Carisma Therapeutics Announces U.S. Food and Drug Administration Grants Fast Track Designation to CT-0508 for the Treatment of Patients with Solid Tumors
September 22, 2021
PHILADELPHIA – Carisma Therapeutics Inc., a clinical stage biopharmaceutical company focused on discovering and developing innovative immunotherapies, announced today that that the U.S. Food and Drug Administration (FDA) has granted Fast Track designation to CT-0508, a human epidermal growth factor receptor 2 (HER2) targeted chimeric antigen receptor macrophage (CAR-M) for the treatment of patients with solid tumors.
“The FDA’s decision to grant Fast Track designation to CT-0508 is another important milestone in gene-based cell therapy development,” said Steven Kelly, Chief Executive Officer of Carisma. “This designation further demonstrates the critical need to expedite the development and review of new therapies that can potentially address the unmet needs of patients, whose cancer may have not responded to existing methods of treatment.”
CT-0508 was originally developed by Saar Gill, MD, PhD, Scientific Co-founder of Carisma Therapeutics, and an Associate Professor of Hematology-Oncology in the Perelman School of Medicine at the University of Pennsylvania, and Michael Klichinsky, PharmD, PhD, Scientific Co-founder, and Senior Vice President of Discovery at Carisma Therapeutics. It is currently being evaluated in a first-in-human Phase 1 multi-center clinical trial that focuses on patients with recurrent or metastatic HER2-overexpressing solid tumors whose cancers do not have any approved HER2-targeted therapies or who do not respond to treatment. Preclinical findings for CT-0508 indicated that CAR-M therapy may have the potential to overcome challenges that T-cell therapies have encountered in the solid tumor setting.

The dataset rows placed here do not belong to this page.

PR #2500, opened 2026-01-20
 Fix: Prevent Nil Pointer Panic When Node Zone Label Changes During Processing

Yashika0724:
### Summary

This PR fixes a nil pointer panic in the Node Lifecycle Controller that can occur when a node’s
zone label changes between initial classification and retry-based reconciliation.

During retries, the controller may re-fetch the Node object from the API server with updated
topology labels, but the new zone may not be registered in the eviction queues. This results in
accessing a nil entry in `zoneNoExecuteTainter`, which causes the controller to panic and crash.

This fix adds defensive handling to safely register new zones when encountered and avoids invalid
map access.

---

###   Root Cause

Zones are registered only during initial node classification via `addPodEvictorForNewZone`.
However, in `updateNodeFunc`, the controller workflow can be:

1. Node is copied from the initial node list
2. Health update fails and retry is triggered
3. Node is re-fetched from the API server
4. Node’s zone label has changed between list and retry

In this case, the new zone is not present in `zoneNoExecuteTainter`.

When `markNodeForTainting` or `markNodeAsReachable` executes:

`go
nc.zoneNoExecuteTainter[nodetopology.GetZoneKey(node)]`

the map entry can be nil, leading to:

panic: runtime error: invalid memory address or nil pointer dereference

which crashes the entire Node Lifecycle Controller.

---

### Steps to Reproduce
	1.	Deploy OpenYurt with multiple zones (e.g. topology.kubernetes.io/zone=zone-a)
	2.	Ensure Node Lifecycle Controller is running
	3.	Introduce API latency or network instability to trigger retry loops
	4.	While a node is being processed, update its zone label:
                  kubectl label node <node-name> topology.kubernetes.io/zone=zone-new --overwrite
	5.	Controller panics when accessing eviction queue for the new zone

Alternative reproduction:
	•	Use a mutating webhook that modifies node zone labels
	•	Create node churn to increase reconciliation retries

---

### Fix Applied

markNodeForTainting
	•	Extract zone key once at function start
	•	Check if the zone is registered
	•	Dynamically register missing zones using the same logic as initial classification
	•	Safely access eviction queues after registration

markNodeAsReachable
	•	Check if zone exists before removing node from eviction queue
	•	If zone is not registered, return safely with no-op

This prevents nil map access while preserving existing taint and eviction behavior.

---

###  Impact
	•	Prevents controller-wide crashes
	•	Improves resilience when node labels change dynamically
	•	Safe handling of retries during reconciliation
	•	No behavioral change to taint or eviction logic

###  Testing
	•	Code compiles locally
	•	Follows existing zone initialization patterns
	•	CI will validate controller integration behavior

### DIFF
--- a/pkg/yurtmanager/controller/nodelifecycle/node_life_cycle_controller.go
+++ b/pkg/yurtmanager/controller/nodelifecycle/node_life_cycle_controller.go
@@ -1204,19 +1204,32 @@ func (nc *ReconcileNodeLifeCycle) addPodEvictorForNewZone(node *v1.Node) {
 func (nc *ReconcileNodeLifeCycle) markNodeForTainting(node *v1.Node, status v1.ConditionStatus) bool {
 	nc.evictorLock.Lock()
 	defer nc.evictorLock.Unlock()
+
+	zone := nodetopology.GetZoneKey(node)
+	// Ensure the zone exists in the map. This can happen if a node's zone label
+	// changed after initial classification but before processing completes.
+	if _, found := nc.zoneStates[zone]; !found {
+		nc.zoneStates[zone] = stateInitial
+		nc.zoneNoExecuteTainter[zone] =
+			scheduler.NewRateLimitedTimedQueue(
+				flowcontrol.NewTokenBucketRateLimiter(nc.evictionLimiterQPS, scheduler.EvictionRateLimiterBurst))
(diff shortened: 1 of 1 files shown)


Yashika0724:
Hi @zyjhtangtang , this PR fixes a controller panic caused by zone label changes during retries by
safely handling missing zone registrations. I’d appreciate a review and any feedback. Thanks!

PR #2503, opened 2026-01-21
Fix: prevent panic in YurtAppSet status for StatefulSet workloads

Yashika0724:
### Summary

This PR fixes a runtime panic in the YurtAppSet controller that occurs when calculating status
for YurtAppSets configured with a StatefulSet workload template.

The controller previously assumed all workloads were Deployments and performed an unsafe type
assertion, which caused a panic when workloads were actually StatefulSets. As a result,
StatefulSet-based YurtAppSets would crash the controller during reconciliation.

This fix updates the status calculation logic to safely handle both Deployment and StatefulSet
workloads.

---

### Root Cause

In `conciliateYurtAppSetStatus`, workloads are iterated as `[]metav1.Object` and cast like this:

`go
workloadObj := workload.(*appsv1.Deployment)`

However, the workload manager returns different types depending on the workload template:
	•	Deployment template → *appsv1.Deployment
	•	StatefulSet template → *appsv1.StatefulSet

When a YurtAppSet uses statefulSetTemplate, the controller attempts to cast a
*appsv1.StatefulSet to *appsv1.Deployment, resulting in:

interface conversion: metav1.Object is *v1.StatefulSet, not *v1.Deployment

This causes the YurtAppSet controller to crash during reconciliation and enter a crash loop.

⸻

### Steps to Reproduce
	1.	Deploy OpenYurt and ensure the YurtAppSet controller is running
	2.	Create a YurtAppSet that uses a StatefulSet workload template
	3.	Create a NodePool with at least one node so workloads get created
	4.	Wait for the controller to reconcile and calculate YurtAppSet status
	5.	The controller panics while processing workload status and enters a crash loop
---

### Fix Applied

The unsafe type assertion was replaced with a type switch that supports both workload types:
	•	*appsv1.Deployment
	•	*appsv1.StatefulSet

For each workload, the controller now correctly extracts:
	•	replicas
	•	ready replicas
	•	updated replicas
	•	workload revision hash

Unknown workload types are skipped safely with a warning log instead of crashing the controller.

This preserves existing behavior for Deployments and correctly enables StatefulSet support.

---

### Impact
	•	Prevents YurtAppSet controller crashes
	•	Enables StatefulSet-based YurtAppSets as documented in the API
	•	Correct status reporting for all supported workload types
	•	No behavior change for Deployment-based YurtAppSets
	•	Improves reliability for stateful edge workloads

---
### Testing
	•	Logic verified for both Deployment and StatefulSet workload managers
	•	No API or behavior changes introduced
	•	CI will validate controller integration behavior

---

### Important: This + Your Previous Fix = STRONG Profile

You now have:

1. Node lifecycle controller crash fix (zone label race)
2. YurtAppSet controller crash fix (StatefulSet status)

These are **core controller reliability fixes** — not docs, not trivial bugs.

For CNCF LFX Mentorship, this is **exactly the kind of contribution mentors look for**.

---

If you want, next I can help you with:

-  PR review request comment (for this PR)
-  Message to maintainer mentioning your interest in contributing
-  How to mention these PRs in your LFX application answers
-  What to pick as your next OpenYurt issue

### DIFF
--- a/pkg/yurtmanager/controller/yurtappset/yurt_app_set_controller.go
+++ b/pkg/yurtmanager/controller/yurtappset/yurt_app_set_controller.go
@@ -628,12 +628,29 @@ func (r *ReconcileYurtAppSet) conciliateYurtAppSetStatus(
 	// calculate yas current status
 	readyWorkloads, updatedWorkloads := 0, 0
 	for _, workload := range curWorkloads {
-		workloadObj := workload.(*appsv1.Deployment)
-		if workloadObj.Status.ReadyReplicas == workloadObj.Status.Replicas {
+		var readyReplicas, replicas, updatedReplicas int32
+		var hash string
+
+		switch w := workload.(type) {
+		case *appsv1.Deployment:
+			readyReplicas = w.Status.ReadyReplicas
+			replicas = w.Status.Replicas
+			updatedReplicas = w.Status.UpdatedReplicas
+			hash = workloadmanager.GetWorkloadHash(w)
+		case *appsv1.StatefulSet:
+			readyReplicas = w.Status.ReadyReplicas
+			replicas = w.Status.Replicas
+			updatedReplicas = w.Status.UpdatedReplicas
+			hash = workloadmanager.GetWorkloadHash(w)
+		default:
+			klog.Warningf("YurtAppSet[%s/%s] unknown workload type: %T", yas.GetNamespace(), yas.GetName(), workload)
+			continue
+		}
+
+		if readyReplicas == replicas {
 			readyWorkloads++
 		}
-		if workloadmanager.GetWorkloadHash(workloadObj) == expectedRevision.GetName() &&
-			workloadObj.Status.UpdatedReplicas == workloadObj.Status.Replicas {
+		if hash == expectedRevision.GetName() && updatedReplicas == replicas {
 			updatedWorkloads++
 		}
 	}


pkg/yurtmanager/controller/yurtappset/yurt_app_set_controller.go
```diff
@@ -628,12 +628,29 @@ func (r *ReconcileYurtAppSet) conciliateYurtAppSetStatus(
...
+			replicas = w.Status.Replicas
+			updatedReplicas = w.Status.UpdatedReplicas
+			hash = workloadmanager.GetWorkloadHash(w)
+		case *appsv1.StatefulSet:
+			readyReplicas = w.Status.ReadyReplicas
+			replicas = w.Status.Replicas
+			updatedReplicas = w.Status.UpdatedReplicas
+			hash = workloadmanager.GetWorkloadHash(w)
+		default:
+			klog.Warningf("YurtAppSet[%s/%s] unknown workload type: %T", yas.GetNamespace(), yas.GetName(), workload)
```
vie-serendipity, line 646: Would it be better to include the workload's name and namespace in the logs?

Yashika0724: > Would it be better to include the workload's name and namespace in the logs?

That makes sense, including the workload name and namespace would improve debugging and log clarity. I’ll update the warning log to include those fields. 
Thanks for the suggestion!

vie-serendipity: Can you modify the log format so this can be merged in?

The FDA’s Fast Track program is designed to facilitate the development and expedite the review of investigational treatments that demonstrate a potential to address unmet medical needs in serious conditions. Programs with Fast Track designation can benefit from early and frequent communication with the FDA in addition to a rolling submission of the marketing application.
Carisma will continue to treat and evaluate patients at three clinical trial sites, including the Abramson Cancer Center of the University of Pennsylvania, the University of North Carolina Lineberger Comprehensive Cancer Center in Chapel Hill, and City of Hope in Duarte, California.
About Carisma Therapeutics Inc.
Carisma Therapeutics Inc. is a biopharmaceutical company dedicated to developing a differentiated and proprietary cell therapy platform focused on engineered macrophages, cells that play a crucial role in both the innate and adaptive immune response. The first applications of the platform, developed in collaboration with the University of Pennsylvania, are autologous chimeric antigen receptor (CAR)-macrophages for the treatment of solid tumors. Carisma Therapeutics is headquartered in Philadelphia, PA.
For more information, please visit www.carismatx.com
Editor’s Note: Dr. Gill and Penn are both co-founders of Carisma and hold equity in the company. Carisma has licensed certain Penn-owned intellectual property from the University, and Penn’s Perelman School of Medicine receives sponsored research funding from the company in support of Dr. Gill’s laboratory and clinical trials at Penn. Penn and Dr. Gill may also be entitled to receive future financial benefits from technologies licensed and optioned to Carisma.